After the service is running, listen to the http://127.0.0.1:8000The

4. Running WebUI

Launch the web interface in a new terminal:

python gradio_app.py

browser access http://127.0.0.1:7860The following is an example of how to use it.

Main function operation flow

Function 1: Model initialization

Open Model Settings
Go to WebUI and click "Model Settings".
Connecting to vLLM
Enter the address (e.g. http://127.0.0.1:8000) and the key (token-abc123).
Loading Reward Models
Specify the path (e.g. /model/HuggingFace/sfairXC/FsfairX-LLaMA3-RM-v0.1Click "Initialize" and wait for 1-2 minutes.
Confirmation of readiness
You can continue after the interface prompts "Model ready".

Function 2: Real-time optimized output

Toggle Optimization Page
Go to "Optimize Settings".
Input Issues
Enter content such as "Touch up this technical document".
runtime optimization
Click "Start Optimization" and the system generates multiple candidate results and iteratively improves them.
Check out the evolutionary process
The results page displays the initial and optimized outputs with progressively higher quality.

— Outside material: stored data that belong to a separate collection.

Issue #2017, opened 2026-08-19
chore(work-issues): section 8 tells agents to pass a vp flag that does not exist, and its error rc reads as the failure the paragraph is hunting


go-to-k:
`/work-issues` section 8, in the no-`src/**` verification tier, tells the next agent:

> **Run it more than once, BEFORE and AFTER — and pass `--no-cache`.**
> `run.cache.tasks` is true in `vite.config.ts` and the `check` task does not opt out of it, so repeats replay instead of re-running

The diagnosis is right and the remedy does not exist.

## Measured 2026-08-19

```
$ vp run check --no-cache
error: Invalid vite task command: vp with args ["check", "--no-cache"]
* error: unexpected argument '--no-cache' found
  tip: to pass '--no-cache' as a value, use '-- --no-cache'
Usage: vp check [OPTIONS] [PATHS]...
```

Exit code **1**. And `vp run --help` lists no cache option at all — the full set is `-r/--recursive`, `-t/--transitive`, `-w/--workspace-root`, `-F/--filter`, `--ignore-depends-on`, `-v/--verbose`, `--last-details`, `-h/--help`. There is no `--no-cache`, `--force` or equivalent on `vp run`.

## Why this is worse than a dead flag

The rc is **1**, and the surrounding instruction is specifically about watching for *an rc that differs across identical runs*. So an agent that follows the sentence literally gets exactly the signal the sentence told it to treat as a real failure, from a command that never ran the check at all. In this session that misread lasted until the log was opened. The next agent may not open it — the whole point of the paragraph is that a cached replay hides a differing rc, so a differing rc is what it has been primed to find.

The cached-vs-uncached gap is real, so the paragraph should not simply be deleted:

```
$ vp run check     # first
vp run: 0/12 cache hit (0%)
$ vp run check     # again
vp run: cache hit, 2.55s saved.
```

## What needs deciding

Find the invocation that actually re-runs the task and put THAT in section 8, having run it. Candidates, none yet verified:

- `vp check` directly rather than through `vp run` (note section 8 elsewhere states these two are NOT equivalent — `vp check --fix` has passed 0-errors while `vp run check` failed, so substituting one for the other changes what is being attested);
- clearing whatever cache directory `run.cache.tasks` writes to, before the second run;
- a per-task `cache: false` in `vite.config.ts` for `check` — note `typecheck:test` already prints `cache disabled`, so the mechanism exists and `check` simply does not use it.

[...]

Issue #2006, opened 2026-08-19
test(scripts): security-surface-list-sync compares sorted SETS, so a deleted list entry that prose also names still passes


go-to-k:
`tests/unit/scripts/security-surface-list-sync.test.ts` fences four copies of the security-surface path list against drift. Two of its four extractors compare as a **sorted set**, and one of those also matches paths in PROSE, so an entry deleted from a list can still be "found" and the test passes.

This is the optional third item of (#1993), verified against this repo rather than carried over: `cdk-local` hit the same shape and its write-up predicted it here.

## The defect

`agentPaths()` (around line 84):

```js
return [
  ...new Set((section.match(/`(src\/[a-z0-9\-/]+\.ts)`/g) ?? []).map((m) => m.slice(1, -1))),
].sort();
```

Two properties combine badly:

1. **The pattern matches any code span in the section**, not just list items — `/`(src\/[a-z0-9\-/]+\.ts)`/g` has no list-item anchor. `.claude/agents/pr-security-reviewer.md` section 4 is prose plus a list, and the prose names paths (that is what makes the section readable).
2. **`new Set` then dedups**, so one path contributed by BOTH the list and a prose sentence collapses to a single element.

Net effect: delete a path from the list while a prose sentence in the same section still mentions it, and the extracted set is unchanged. The fence reports green on exactly the drift it exists to catch.

`skillPaths()` (around line 58) is NOT vulnerable to the prose half — it anchors on the list-item shape, `/^\s+- `(src\/[^`]+)`$/gm` — but it still dedups with `new Set`, so a list carrying the same path twice is indistinguishable from one carrying it once. That matters less, but it is the same weakening.

`hookPaths()` (around line 55) and `claudeMdPaths()` (around line 113) sort without a Set, so they are order-insensitive but duplicate-preserving.

## Why comparing as a set is the wrong contract here

These four lists are hand-maintained copies of one list. What the fence must prove is that the copies are the SAME LIST, and a list is an ordered sequence with multiplicity — not a set. Comparing sets discards precisely the two properties whose drift is undetectable by reading: a dropped duplicate, and an entry present only because something else in the file happens to name it.

## Fix direction

- Extract in **document order with duplicates preserved** and compare sequences, or compare multisets if the four files genuinely disagree on order (check first — if they do agree, order is free signal and should be asserted).
- Scope `agentPaths()` to list items the way `skillPaths()` already does, so prose cannot refill the set.
[...]

Issue #1993, opened 2026-08-19
chore(work-issues): mirror two flow lessons from cdk-local (English-only for filed issue bodies; $0-relative harnesses must run beside their subject)


go-to-k:
## What

Two flow lessons from a `/work-issues` run in the sibling repo
(go-to-k/cdk-local#506 / PR go-to-k/cdk-local#513, 2026-08-19) belong in this
repo. Filing rather than PR-ing per `.claude/skills/work-issues/SKILL.md:694`
("otherwise file one issue per repo carrying the `Session-fit` line") — the
mirror fallback working as written.

Every claim below was checked against THIS repo's files first, per the
verify-the-copy rule in §10-c. Where cdk-local's wording would be false here, the
correct statement for cdkd is given instead.

## Lesson 1 — nothing covers the English-only rule for issues the flow FILES

This one wants a **hook**, not prose, and the matcher already exists in-repo.

### The gap

The flow files issues in two places — `.claude/skills/hunt-bugs/SKILL.md:113`
(`gh issue create`) and `work-issues/SKILL.md:694`, `:843-845` (the deferral
issue carrying `Session-fit`) — and neither prose nor hook covers their language:

- `CLAUDE.md:323` enumerates "source code, shell scripts, hook messages, config
  files..., docs, comments, commit messages, PR titles/bodies" and then closes
  with "this rule applies only to files that land in the repository". An issue
  body is not a committed file, so it is outside the rule by that clause, not
  merely unmentioned.
- `.claude/hooks/non-english-text-gate.sh:71-74` matches
  `gh pr (create|edit|merge)` only, and its subject is the **PR diff**
  (`gh pr diff <N> --name-only`, `:150`) — so it cannot see a PR body, let alone
  an issue body.
- `work-issues/SKILL.md:820-821` covers "issue **comments** on this repo";
  `:352` covers the **claim comment**. Neither covers a body you file.
- `CLAUDE.md:244` pins the `Session-fit` KEY to one spelling and explicitly
  contemplates "an English or a Japanese report alike", while `CLAUDE.md:249`
  mandates a readable gloss on every value. So the repo requires a gloss,
  permits a Japanese report, and has nothing saying which language the gloss
  takes when the destination is a public issue.

### It already bit

In cdk-local — same hook, same PR-only scope — a `/work-issues` run filed its
follow-up with both halves of the `Session-fit` line glossed in the session's
chat language rather than English, and had to patch the body after creation.
Nothing caught it.

[...]

PR #2019, opened 2026-08-19
chore(hooks): gate the English-only rule on the issue / PR text this flow publishes

go-to-k:
## Summary

Closes lesson 1 of (#1993): nothing enforced the English-only rule on the issue / PR text this flow PUBLISHES.

`CLAUDE.md`'s rule enumerated committed artifacts and then narrowed itself with "this rule applies only to files that land in the repository" — so an issue body sat OUTSIDE the rule by its own terms, while `/work-issues` (the `Session-fit` deferral issue) and `/hunt-bugs` both FILE issues as a normal step. `non-english-text-gate.sh` cannot cover them: its subject is the PR **diff**, and a body is never a file in the repo. It bit in `cdk-local`, where a run filed its follow-up with the `Session-fit` gloss in the session's chat language and had to patch the body after creation.

New sibling gate `.claude/hooks/gh-body-english-gate.sh` scans the TEXT handed to `gh`. `CLAUDE.md`'s rule is widened in the same commit — the line is now drawn at whether the text becomes PUBLIC, not at whether it lands in a file — since the hook would otherwise enforce something the canonical rule disclaims.

## Review round

Two read-only reviewers were dispatched despite the size heuristic giving `inline` at the time (agent-instruction files carry no down-bias, and a gate that silently fails is the worst case). They converged independently on the same defects, all now fixed:

| defect | why it mattered |
|---|---|
| multi-line inline bodies never scanned (`perl -ne` is line-wise) | the NORMAL inline shape — the headline case was wide open |
| `gh pr comment` / `pr review` / `release create` outside the verb set | `CLAUDE.md` had just been widened to claim review comments were covered |
| `gh api -f title=` and `--raw-field` passed | `-f title=` is this repo's own blessed title-edit form |
| relative `--body-file` silently passed | hook resolved against its own cwd, never read the payload `cwd` |
| escaped quotes truncated the scan; unquoted values unmatched | |
| hook did not use `lib/command-match.sh` | prose QUOTING these commands fired the gate — reproduced on a `git commit -m` and an `echo` |

## Verification

No `src/**` change, so this is section 8's **command arm**: the artifact is a command, so the verification is running it.

- suite 15 → **42 cases**, green under bash 5.2 **and** macOS system bash 3.2
- **binding proof**: the old hook was swapped back in and the suite re-run — **10 cases fail against it, 42/42 pass against the fix**. Each regression case was verified to fail before, not merely asserted.
- failure direction driven twice more: a missing `perl -CSD` (8/7) and a deliberate gate-disabling mutation (8/7), then restored from a scratch copy and re-run green
- each of the five Unicode ranges now covered in **isolation** — without that, deleting any single range from the character class failed nothing
- adds the repo-mandated quoted-body false-positive cases, two pass cases that can only pass for the right reason, and a registration check (the suite invokes the hook directly, so unregistering it from `settings.json` was previously invisible)
- full `vp run test:hooks` aggregate green; 690 test files / 14054 tests green
- every count asserted in the docs was measured (42 cases, 33 suites, 37 hooks); the suite-count sentence was already stale at 31/35 before this change

## Scope — this does NOT close 1993

Lesson 2 (the `$0` / `${BASH_SOURCE[0]}`-relative harness trap) lands in `.claude/skills/work-issues/SKILL.md` sections 5 and 8, which a live lane is holding with uncommitted work, so section 2's file-disjointness gate refuses a second lane on it. (#1993) stays open for that half.

## Filed from this work

- (#2017) — section 8 tells agents to pass `vp run check --no-cache`; that flag does not exist on `vp run`, and its argument-parse rc=1 reads as exactly the "rc differs across runs" failure the paragraph primes you to hunt. Contested file, bundled with the SKILL.md items.
- (#2006) — `security-surface-list-sync.test.ts` compares sorted SETS and one extractor also matches prose, so a deleted list entry that prose names still passes. This was the optional third item of 1993, verified against this repo.

Refs #1993


go-to-k:
## Not ready to merge — recording round 6, and a design conclusion

Six review rounds have now run against this PR, finding 48+ defects. Rounds 1-5 are fixed and each fix is pinned by a regression case verified to fail against the pre-fix hook. **Round 6 found a blocker that is a regression introduced by the round-5 fix**, and that pattern — a fix round introducing the next round's blocker — has now repeated three times (rounds 2, 4 and 5 each introduced a defect the next round caught).

### Round 6 blocker

`@inq` is built over the RAW command with no heredoc / comment neutralisation. An unterminated single quote leaves the quote state open to end-of-string, so every later offset is marked in-quote and the real invocation is discarded as prose by the `next if $inq[$start]` guard.

```
cat > /tmp/pr-body-en.md <<'EOF'
It's fixed now.
EOF
gh pr create --title "<non-English>" --body-file /tmp/pr-body-en.md
```

Exit **0**. With `It is fixed now.` in the body: exit 2. It is apostrophe-PARITY dependent.

This matters more than a normal miss: heredoc → file → `gh --body-file` in one Bash call is this repo's own blessed shape, and an apostrophe in English prose is near-certain. The same input exits 2 against the previous commit, so round 5 caused it.

### Also found

- **Perf past the hook's own timeout.** The character-class test spawns one `perl -CSD` per extracted value: 200 values 1.5 s, 1000 values 7.3 s, 3703 values **38.1 s** — the hook's timeout is 15 s. The scanning pass itself is fine (0.10 s on 100 KB). Fix is to do the character-class test inside the same perl program.
- **Heredoc-to-stdin body unscanned**: `gh issue create -F - <<EOF` exits 0. Not in the documented known limits.
- **Adjacent quoted chunks**: `-b 'It'\''s <non-English>'` exits 0 — only the first chunk is extracted.
- **Quoted body-file path with a space** is not matched.
- **Doc count wrong**: `.claude/rules/hooks.md` says 43 regression cases contributed 10/12/7/9/5; the round-labelled sections actually hold 17/13/8/9/5 = 52. Also a duplicated clause typo ("without which a `\`-continued a `\`-continued").

### Conclusion — this needs a design change, not a seventh patch round

The recurring failure is always the same shape: this hook parses arbitrary shell command strings with a hand-rolled quote/separator machine, because it needs RAW offsets to bound the segment and therefore cannot use `lib/command-match.sh`, which already solves heredoc and quoted-span neutralisation for the other 16 gates. Every round has been a rediscovery of a case that library already handles.

Two directions worth weighing before more patching:

1. **Extend `lib/command-match.sh` to expose an offset-preserving neutralisation** — same-length filler instead of a single placeholder — so this hook (and any future one needing spans) can reuse the audited implementation rather than reimplementing it. The library's own comment already states the ambiguity rule this hook got wrong: resolve toward KEEPING, i.e. an unterminated span should fail toward scanning, not toward skipping.
2. **Drop segment-bounding entirely** and accept the short-flag false positives by removing `-b` / `-t` / `-n` from the inline arms, keeping only the unambiguous long flags plus the file forms. Strictly smaller coverage, but no shell parsing at all — and the file forms (`--body-file` / `-F <file>`), which the repo actually uses most, never needed the segment logic.

Direction 1 is better if the offset-preserving variant is genuinely reusable; direction 2 ships a smaller but honest gate now.

Marking this draft rather than merging. A gate that silently skips the repo's most common publishing shape is worse than no gate, because its presence is taken as coverage.

The CLAUDE.md rule widening and the `-CSD` / `-0777` findings in this branch are independently correct and worth keeping whichever direction is taken.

Function 3: Script mode optimization

If you are not using the WebUI, you can run a script:

python run.py 
--data_path data/sample.json 
--ip 0.0.0.1 
--port 8000 
--server_model /model/HuggingFace/deepseek-ai/DeepSeek-R1-Distill-Qwen-14B 
--reward_model /model/HuggingFace/sfairXC/FsfairX-LLaMA3-RM-v0.1 
--tpo_mode tpo 
--max_iterations 2 
--sample_size 5

Optimization results are saved to logs/ Folder.

Featured Functions Detailed Description

Say goodbye to fine-tuning and evolve in real time

procedure::
1. Enter the question and the system generates the initial response.
2. Reward model evaluation and feedback to guide the next iteration.
3. After several iterations, the output becomes "smarter" and the quality improves significantly.
dominance: Save time and arithmetic by optimizing at any time without training.

The more you use it, the smarter you get.

procedure::
1. Use the same model multiple times with different inputs for different problems.
2. The system accumulates experience based on each feedback and the output is better tailored to the needs.
dominance: Dynamically learns user preferences for better results in the long run.

caveat

hardware requirementRecommended 16GB or more of video memory, multiple GPUs need to ensure that resources are free and available. export CUDA_VISIBLE_DEVICES=2,3 Designation.
Problem solving: When the video memory overflows, lower the sample_size or check GPU occupancy.
Community Support: See the GitHub README or Issues for help.